Maybe an hour or so before your LSP


----------



## MarkSmith (Dec 17, 2010)

Whichever one you pick you will be well pleased, both of them are great products mate.

I like them both and could not choose one or the other, in the end I went with the new SRP due to being able to buy it in 5 litres for just £30 as opposed to £12 for 500ml of Tripple.


----------



## Zetec-al (Feb 28, 2011)

I haven't used the new SRP but have used Tripple. Tripple i found great and cuts a lot of dirt out of the paint if worked properly. The beading is also great from tripple as Nick has shown above.


----------



## DJ X-Ray (Sep 2, 2012)

Never used triple so no comment,but SRP's good,as is CG AIO,DJ Lime Prime,and Blackfire GEP


----------



## chrisc (Jun 15, 2008)

http://www.autobritedirect.co.uk/in...euphoria-all-in-one-paint-cleaner-polish.html

same stuff i reckon save your cash go with autobrite.
and yes i have had both:thumb:


----------



## MEH4N (Mar 15, 2012)

Used and love tripple but still have a soft spot for DJ need for speed.


----------



## xJay1337 (Jul 20, 2012)

chrisc said:


> http://www.autobritedirect.co.uk/in...euphoria-all-in-one-paint-cleaner-polish.html
> 
> same stuff i reckon save your cash go with autobrite.
> and yes i have had both:thumb:


If AF say Triple is not recommended for application via Rotary why does AB say it is?


----------



## inkey (Jan 22, 2010)

Zetec-al said:


> I haven't used the new SRP but have used Tripple. Tripple i found great and cuts a lot of dirt out of the paint if worked properly. The beading is also great from tripple as Nick has shown above.

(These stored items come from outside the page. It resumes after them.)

PR #868, opened 2023-02-01
Add Optimism

kaladinlight:
Original PR reference: https://github.com/trezor/blockbook/pull/865

PR #869, opened 2023-02-01
Add BNB Smart Chain

kaladinlight:
image
image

When you say worked properly what do you mean i just purchased tripple


----------



## msb (Dec 20, 2009)

Not sure what was mean't by worked, but i know people are getting decent results using by da


----------



## great gonzo (Nov 4, 2010)

I use it by hand and its very good, here's a beading shot of Tripple.


----------



## Guest (Nov 21, 2012)

Personally, I don't really like tripple and I wasn't happy with it on black - probably my application but I sold the bottle.

That isn't to say that it isn't a good product of course however, it wouldn't be my first choice - I prefer Dodo's "Need for Speed".


----------



## Mad Ad (Feb 7, 2011)

A showcase of Tripple with beading shots

http://www.detailingworld.co.uk/forum/showthread.php?t=222998&highlight=tripple+desire


----------



## Trip tdi (Sep 3, 2008)

Tripple is a lovely All in One product to use, I find this product very easy to use regarding of the cold ambient temperatures outside at present, and gives a great finish even when used on it's own.
Worth every pennie this product, you have to try it and see for yourself, and I guarantee yourself you have made the right purchase.


----------



## Guest (Nov 21, 2012)

Trip tdi said:


> I guarantee yourself you have made the right purchase.


Will you give me a refund then? :lol:


----------